ASU VP Love nails the true value of new Pac-12 TV deal
Lisa Love‘s comments to the media last week focused a laser beam on the real value of the new $3 billion contract the Pac-10 Conference just signed with ESPN and the Fox network.
“We’re pleased that our television partners recognized the power of the conference,” said Arizona State’s Vice President for Athletics. “Much is to be gained by broadening our exposure and therein introducing our Midwest and Eastern friends to the competitive depth of the Pac-12.”
Sure, she also mentioned how nice it will be to have a piece of that lucrative pie that will be divided among the 12 teams in next year’s expanded conference. Utah and Colorado joined just in time to enjoy the largesse, with both coming on board in July.
It’s estimated that each school in the conference will get roughly four times the revenue they now receive each year.
But the real boost to Arizona State, and the other schools in the West Coast conference, will get from the rights package is in the recruiting effort.
Football is probably the best example. Both Arizona State and Arizona have solid football programs, good coaches, state-of-the-art facilities, and great weather during the football months, when the schools in the Midwest and East are clearing snow off the playing field.
But the message too often got lost on recruits because neither the Sun Devils or Wildcats got much exposure east of the Pecos. The recruiters from the Pac-10 couldn’t tell those top prospects, the ones you really need to build a national contender, that their parents and friends would be able to watch them play every game on national television.
But now that will all change.
The new TV deal, which includes football and basketball, will enable mom and dad and the rest of the gang back home to find their college kids on network TV every week. If they’re not on ABC, they’ll be playing on ESPN, Fox, or the Pac-12 Network.
The way it is set up, Pac-12 Media Enterprises will own the Pac-12 Network and will be able to distribute all conference football and men’s basketball games not licensed to ESPN and Fox Sports.

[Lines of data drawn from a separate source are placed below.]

PR #20, opened 2016-07-31
Update JS backend code to ES6.

Mark-Simulacrum:
Modernizes and makes the code more readable. No intentional changes to
functionality (other than fixing the median functionality as discussed on IRC). Also updated the 60 day comment to 30 days.

### DIFF
--- a/backend/perf.js
+++ b/backend/perf.js
@@ -148,7 +148,7 @@ function read_files(repo_loc, callback) {
 		}
 
 		for (let timing of times) {
-			for (let phase in timing.times)
+			for (let phase in timing.times) {
 				if (!phase_list.includes(phase)) {
 					phase_list.push(phase);
 				}
@@ -212,11 +212,15 @@ function summarise_data(i, date, kind, summary_state) {
 		by_crate[crate_name] = {};
 		let cur_summary = {};
 		for (let phase of Object.keys(weeks[0][crate_name])) {
+            if (!weeks[1][crate_name][phase] || !weeks[2][crate_name][phase]) {
+                continue;
+            }
+
 		    // Find the median value.
 			let values = [
-				week_data[0][crate_name][phase].time,
-				week_data[1][crate_name][phase].time,
-				week_data[2][crate_name][phase].time
+				weeks[0][crate_name][phase].time,
+				weeks[1][crate_name][phase].time,
+				weeks[2][crate_name][phase].time
 			];
 			values.sort((a, b) => a - b);
 			let median = values[1];
--- a/backend/perf.js
+++ b/backend/perf.js
@@ -27,13 +27,15 @@ const WEEKS_IN_SUMMARY = 12;
 
 // Data stored by test name and date, each date maps to a table storing the times by crate and by phase.
 // See make_data() for the object layout.
-var data = {};
 var opts = { compare: function(x, y) { return x.date - y.date; }};
-data.rustc = sortedList.create(opts);
-data.benchmarks = sortedList.create(opts);
-var summary = {};
-summary.rustc = [];
-summary.benchmarks = [];
+var data = {
+    rustc: sortedList.create(opts),
+    benchmarks: sortedlist.create(opts)
+};
+var summary = {
+    rustc: [],
+    benchmarks: []
+};
 var benchmarks = [];
 
 var last_date;
--- a/backend/perf.js
+++ b/backend/perf.js
@@ -203,7 +203,6 @@ function summarise_data(i, date, kind, summary_state) {
         let idx = Math.max(start_idx - j, 0);
         weeks.push(data[kind][idx].by_crate);
     }
-    // let week = data[kind][idx].by_crate;
 
     // Compute the difference as a percent for every value of data.
     for (let crate_name in weeks[0]) {
--- a/backend/perf.js
+++ b/backend/perf.js
@@ -16,25 +16,24 @@
 
 // On request for data, produce data in JSON format from our db.
 
-var http = require('http');
-var url = require('url');
-var async = require('async');
-var path = require("path");
-var fs = require('fs');
-var nodegit = require('nodegit');
-var sortedList = require('sortedlist');
+let http = require("http");
+let url = require("url");
+let path = require("path");
+let fs = require("fs");
+let nodegit = require("nodegit");
+let sortedList = require("sortedlist");
 
-var WEEKS_IN_SUMMARY = 12;
+const WEEKS_IN_SUMMARY = 12;
 
 // Data stored by test name and date, each date maps to a table storing the times by crate and by phase.
 // See make_data() for the object layout.
 var data = {};
-var opts = { compare: function(x, y) { return x.date - y.date; }}
-data['rustc'] = sortedList.create(opts);
-data['benchmarks'] = sortedList.create(opts);
+var opts = { compare: function(x, y) { return x.date - y.date; }};
+data.rustc = sortedList.create(opts);
+data.benchmarks = sortedList.create(opts);
 var summary = {};
-summary['rustc'] = [];
-summary['benchmarks'] = [];
+summary.rustc = [];
+summary.benchmarks = [];
 var benchmarks = [];
 
 var last_date;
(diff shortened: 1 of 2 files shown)


Mark-Simulacrum:
Actually, now that I think of it, it does change the functionality--I changed `read_files` to blocking instead of asynchronous.. but I can change that if that's considered a bad thing.

backend/perf.js
```diff
@@ -148,7 +148,7 @@ function read_files(repo_loc, callback) {
 		}
 
 		for (let timing of times) {
-			for (let phase in timing.times)
+			for (let phase in timing.times) {
```
nrc: I'm a bit confused about what is going on here, you seem to add an unbalanced brace - is this just in the wrong commit?

Mark-Simulacrum: Yeah, I'm not sure how this snuck in the previous commit.

nrc:
I'm a bit confused by commit 3 - I don't see how that fixes the bug, perhaps the fix is in a different commit or something?

nrc:
Could you stick to spaces rather than hard tabs please? As well as trying to keep consistent, it is screwing up the indentation in GitHub :-s

backend/perf.js
```diff
@@ -16,25 +16,24 @@
...
-data['rustc'] = sortedList.create(opts);
-data['benchmarks'] = sortedList.create(opts);
+var opts = { compare: function(x, y) { return x.date - y.date; }};
+data.rustc = sortedList.create(opts);
+data.benchmarks = sortedList.create(opts);
 var summary = {};
-summary['rustc'] = [];
-summary['benchmarks'] = [];
+summary.rustc = [];
+summary.benchmarks = [];
```
nrc: This could be an object literal, rather than setting the fields outside the object

Mark-Simulacrum:
Commit 3 fixes it by introducing [these lines](https://github.com/rust-lang-nursery/rustc-perf/pull/20/commits/b5ecf2b621aaa2ad388219f16490387cec40cc98#diff-8a18e115a8fa64b81ca1f7a5167bf197R215) which `continue` when the phase isn't present in all three weeks.

Sure, I can change that. I'm guessing Sublime was feeling overzealous about spacing.

nrc:
Looks good, but is pretty hard to review because of the spaces -> tabs change.

Is there a reason to change read_files to blocking? I don't think it matters which way it is written, but the old way seems like more idiomatic node.js.

nrc:
Ah, and I guess you had previously unrolled the loop into https://github.com/rust-lang-nursery/rustc-perf/pull/20/commits/b5ecf2b621aaa2ad388219f16490387cec40cc98#diff-8a18e115a8fa64b81ca1f7a5167bf197R221 which finds the median by actually looking at three different entries rather than the same entry three times?

Mark-Simulacrum:
Fixed the spaces -> tabs (hopefully).

The read_files change was done to make sure that there is never a partial update state (whether on init or after a github webhook update). I'm not sure if it matters, but with the old code, if someone requested the page soon after the webhook came in it wouldn't display the right data (at least I think so, not actually certain about this--I'm not sure exactly how Node's event loop works).

init.sh
```diff
@@ -1,2 +1,2 @@
-sudo npm install nodegit http url async path fs sortedlist
+sudo npm install nodegit sortedlist
```
Mark-Simulacrum: These are all core node modules, no need to install them.

Mark-Simulacrum:
Yeah, I'm not 100% happy with the current median computation code, but I don't think the loop was ever in that code (see https://github.com/rust-lang-nursery/rustc-perf/pull/20/files#diff-8a18e115a8fa64b81ca1f7a5167bf197L197), I just changed it to 4 lines instead of one for readability.

backend/perf.js
```diff
@@ -80,275 +79,285 @@ function init(repo_loc, callback) {
...
+            continue;
+        }
+        let test_name = filename.substring(0, filename.indexOf("--"));
+
+        let date = new Date(header.date);
+        if (isNaN(date)) {
+            let date_components = [0, 0, 0, 0, 0, 0];
+            let actual = header.date.split("-").map(comp => parseInt(comp, 10));
+
+            for (let i = 0; i < actual.length; i++) {
```
nrc: Why change from `i in actual`?

backend/perf.js
```diff
@@ -80,275 +79,285 @@ function init(repo_loc, callback) {
...
+                            date_components[3],
+                            date_components[4],
+                            date_components[5]);
+        }
+
+        if (test_name == "rustc") {
+            c_bootstraps += 1;
+            data.rustc.insertOne(make_data(date, header, times, true));
+
+            for (let timing of times) {
```
nrc: I'm a bit confused here - this seems to be an inlined version of `record_crate`, but that seemed to be called much later, so I'm not sure this is a safe move (it might well be, I just can't quite tell what is going on). Could you tell me what is happening please?

backend/perf.js
```diff
@@ -80,275 +79,285 @@ function init(repo_loc, callback) {
...
-    for (var j = 0; j < 3; ++j) {
-        var idx = Math.max(start_idx - 1, 0);
-        week_data.push(data[kind][idx]);
+    let start_idx = mk_start_idx(date, kind);
+    let weeks = [];
+    for (let j = 0; j < 3; ++j) {
+        let idx = Math.max(start_idx - j, 0);
+        weeks.push(data[kind][idx].by_crate);
     }
+    // let week = data[kind][idx].by_crate;
```
nrc: should this still be here?

backend/perf.js
```diff
@@ -80,275 +79,285 @@ function init(repo_loc, callback) {
...
 
-    prev_summary[kind] = cur_summary[kind];
+    return by_crate;
 }
 
 
 function make_data(date, header, times, rustc_crate) {
-    if (!header || !times || times.length == 0) {
-        return {};
-    }
```
nrc: Why remove this?

nrc:
OK, I think this looks good, thanks. There's a few comments inline. I'm not totally confident that the changes won't change anything though, especially as we don't have tests (my fault, sorry). Did you manage to test this locally?

backend/perf.js
Mark-Simulacrum: Either works, but the above makes it clear that it is an array. I would've used for-of syntax, but we need the index to update `date_components`. Let me know if you prefer for-in. 

I also think that at least to some extent, the JS community is moving away from for-in syntax in preference to for-of, c-style for, and for-of with Object.keys. There is also [this](http://stackoverflow.com/questions/500504/why-is-using-for-in-with-array-iteration-a-bad-idea) to consider, although most of those concerns are probably not applicable in this specific case.

backend/perf.js
Mark-Simulacrum: Yes, this is an inlined version of record_crate. I moved it into here since I believe this works: no code after this modifies `times`, which is the only dependency of `crate_list` near as I could tell. I can move it back though if we're uncertain.

It's worth pointing out that I also moved `record_phase` as well (currently line 150-155).

Mark-Simulacrum:
From visual-based testing, everything seemed equivalent. If you'd like I can try to run wget and diff the results before and after?

backend/perf.js
Mark-Simulacrum: From what I can tell, none of these were ever possibly true. We check [and skip with `continue`] for `times.length == 0`; and both `header` and `times` are accessed previously, so they could never be false. If we feel this is a good sanity check though I can remove this change.

Mark-Simulacrum:
Pushed fixes to inline comments and linter warnings.

Mark-Simulacrum:
I'm not sure why I failed to notice this before (possibly because I was testing with an outdated version of the input data), but the changes to indexing result in a massive difference currently: 2.8% on the summary page at perf.rust-lang.org and 11.4% in this branch, at least from what I can tell.

backend/perf.js
Mark-Simulacrum: Upon further work with the Rust port, I've encountered that moving `record_phase` isn't actually viable: the `/info` path depends on the `phase_list` containing "total" (at least, it contains it, I'm not sure that it's necessary for it to). We can either insert "total" into the phase list prematurely since it's not technically a phase, or I can revert the phase_list changes.

nrc:
Closing in favour of #22 as discussed on irc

It’s a 12-year deal that has been estimated to be worth $3 billion, or about $250 million per year. And that makes it more lucrative than the Big Ten Network, which had set the record of $220 million for a TV rights package.
But for Love and the ASU football and basketball programs, the bottom line isn’t oriented as much toward the money as it is the talent. The new TV deal will level the playing field with other recruiters across the country, at least in this one important area.
Let’s see what happens when the prospects in Buffalo in December get a chance to watch the Pac-12 games being played under the warm Arizona sun.
And need we mention the tanned cheerleaders?